The Pharisees, I know, spat upon the humbled Sufferer, and wagged their heads and said, 'He saved others, Himself He cannot save.' Ah! but He was intent on saving others. That was the dignity of Almighty strength allying itself with human weakness, in order to raise it. It was the dignity of eternal wisdom shrouding itself in human ignorance, in order to enlighten it. It was the dignity of everlasting, unquenchable love, baring its bosom to suffer in the stead of its rebellious creature, man. Ah! it was incarnate God standing in the place of condemned, apostate man, the dignity of love, love, LOVE!
Oh, precious Saviour! save us from maligning Thy Gospel and Thy Name by clothing it with our paltry notions of earthly dignity, and forgetting the dignity that crowned Thy sacred brow as Thou didst hang upon the cross! That is the dignity for us, and it will never suffer by any gentleman here carrying the Gospel into the back slums or alleys of any town or city in which he lives.
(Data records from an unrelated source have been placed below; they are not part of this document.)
PR #8016, opened 2022-03-29
Donut 3 sec layout modifications

Chatauscours:
## About the PR 
This PR rebuilds a part of the sec on donut 3, especially the foyer and the equipment room.

## Why's this needed? 
The sec on donut 3 was always a bit bland. The foyer/checkpoint is not very useful and more of a liability than an actual front desk. That same foyer is not very prectical to use, as the Secmate computer is on the opposite side of the room, blocked by Hooty, there are no camer, lack of tools for a front desk, making that generally never used in comparison to other maps, notably due to it being separated from main sec. And a front desk not used is a shame, especially on RP.

## Changelog

```changelog
(u)Chatauscours
(*)Modifies the foyer, main sec, south brig, equip and dorms in the security area of donut 3.
```

### Old:
old32

### Original proposition:
New

### First revision:
new2

PR #13898, opened 2023-04-29
Relocation Of The Donut3 Security Foyer

Mister-Moriarty:
[Mapping] [QoL]

## About the PR:
Adoption and rework of #8016.

Moves the Donut3 Security Foyer to be adjacent to the entrance, a position in which it should be more accessible to Security staff, and contracts Brig's south side in order to do so. Additionally adds camera monitors, a wanted poster computer, a phone, recharger, and some office stationary.
The four communicating doors between the entrance and hallway have been linked to two switches situated inside of the office; these doors still remain locked to those without Security access.
Visitation has been moved to where the office originally was, and the south side expanded to connect to it.

image

## Why's this needed?
In it's current iteration, Donut3's Security Foyer is of little practical use to Security, not being connected to the rest of the department, and lacking camera monitors and other front desk related equipment.

## Changelog:
```changelog
(u)Mr. Moriarty
(*)Donut3's Security Foyer has been relocated to be adjacent to the entrance.
```


Mister-Moriarty:
Ah, this is what I get for delaying this PR for too long.

nefarious6th:
looks good

- table on the south side of genpop against the wall has two floating cameras over it (on either tile)

Sord213 (changes requested):
Great idea, I've always disliked how the foyer was basically unused because it's not actually attached to sec. Some things I'd like to see, tho:
Screenshot_289
Hallway facing windoors so people don't have to enter partially into sec where the yellow highlight is.
Push the walls up maybe where I put the red arrows? Idk, a single tile window ala oshan or cog1 isn't bad but a double tile opening would be nice.

Also the hallway facing windoors in the public visitation area seem odd. Would rather have normal windows.

Main thing is the hallway facing windoor in the foyer.

Sord213 (approved):
lgtm (when merge conflict is fixed)

PR #13902, opened 2023-04-29
fixes NTSC radio icon hover

### LINKED ISSUE #13862: Wrong Radio Icon on NTSC
### Labels

[BUG][TRIVIAL]

### Description

Hovering over the NTSC's radio icon tells you they're an NTSO.

### Steps to reproduce

1. Have an NTSC speak
2. Hover over their icon
3. NTSC = NTSO

### Expected Behavior

For them to be an NTSC

Reported by: Goat_Real
Active test merges: #13023 and #13667
Round log date: 2023-04-27-02-40
Reported on: 2023-04-27 03:53:23
Map: OSHAN

nefarious6th:
[Bug][game objects]

## About the PR 

fixes ntsc radio icon hover description

## Why's this needed? 

Fixes #13862

### DIFF
--- a/code/datums/jobs.dm
+++ b/code/datums/jobs.dm
@@ -2523,7 +2523,7 @@ ABSTRACT_TYPE(/datum/job/special/halloween/critter)
 		..()
 		M?.traitHolder.addTrait("training_medical")
 
-// Use this one for late respawns to dael with existing antags. they are weaker cause they dont get a laser rifle or frags
+// Use this one for late respawns to deal with existing antags. they are weaker cause they dont get a laser rifle or frags
 /datum/job/special/nt_security
 	linkcolor = "#3348ff"
 	name = "Nanotrasen Security Consultant"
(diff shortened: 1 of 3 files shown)


nefarious6th:
okay I realized the problem here maybe, will edit the other file just to keep parity, but otherwise will wait for instruction

- the headset given to NTSCs is the same as the one given to NTSOs, so the hover tooltip when edited will be incorrect one way or the other
- would have to split the headsets into two items to resolve this, which would require duplicating the block of code in radios.dm, maybe not great for two objects that will do the same thing?

Mister-Moriarty:
> ...would have to split the headsets into two items to resolve this, which would require duplicating the block of code in radios.dm, maybe not great for two objects that will do the same thing?

Why not use a subtype of `/obj/item/device/radio/headset/command/nt` for NTSCs?

nefarious6th:
> Why not use a subtype of `/obj/item/device/radio/headset/command/nt` for NTSCs?

overthinking struck again; ty for keeping it real, Moriarty 😊

Tarmunora (approved):

PR #13918, opened 2023-05-01
adds catwalks under grilles at cog1 telecom dish

### LINKED ISSUE #13917: Gaps in the cog1 comms dish antenna
### Labels

[BUG][trivial][mapping]

### Description

There's slight but noticable gaps between the lattice and grilles because the grilles don't extend to the edges of the turfs

### Steps to reproduce

N/A

### Expected Behavior

Something that looks visually connected

These gaps wouldn't have existed before perspective grilles

image

nefarious6th:
[mapping][bugfix]

## About the PR 
throws some catwalks down to connect the lattices on cog1's telecomms dish that go underneath the grilles 

## Why's this needed? 
Fixes #13917

### DIFF
--- a/maps/cogmap.dmm
+++ b/maps/cogmap.dmm
@@ -50694,6 +50694,14 @@
 	},
 /turf/simulated/floor/grime,
 /area/station/storage/hydroponics)
+"fHV" = (
+/obj/grille/steel,
+/obj/lattice{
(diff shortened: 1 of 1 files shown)


flappybatpal:
Guess which dummy fixed this without checking for a PR first.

That dignity will never suffer by any employer talking lovingly to his servant maid or errand boy, and looking into his eyes with tears of sympathy and love and trying to bring his soul to Jesus.
That dignity will never suffer even though you should have to be dragged through the streets with a howling mob at your heels, like Jesus Christ, if you have gone into those streets for the souls of your fellow-men and the glory of God. Though you should be tied to a stake, as were the martyrs of old, and surrounded by laughing and taunting fiends and their howling followers, that will be a dignity that shall be crowned in Heaven, crowned with everlasting glory. If I understand it, that is the dignity of the Gospel, the dignity of love. I do not envy, I do not covet any other. I desire no other, God is my Witness, than the dignity of love.
Oh, friends, will you get this baptism of love! Then you will, like the Apostles, be willing to push your limbs into a basket, and so be let down by the wall, if need be, or suffer shipwreck, hunger, peril, nakedness, fire, or sword, or even go to the block itself, if thereby you may extend His Kingdom and win souls for whom He shed His Blood. The Lord fill us with this love and baptise us with this fire, and then the Gospel will arise and become glorious in the earth, and men will believe in us, and in it. They will feel its power, and they will go down under it by thousands, and, by the grace of God, they shall.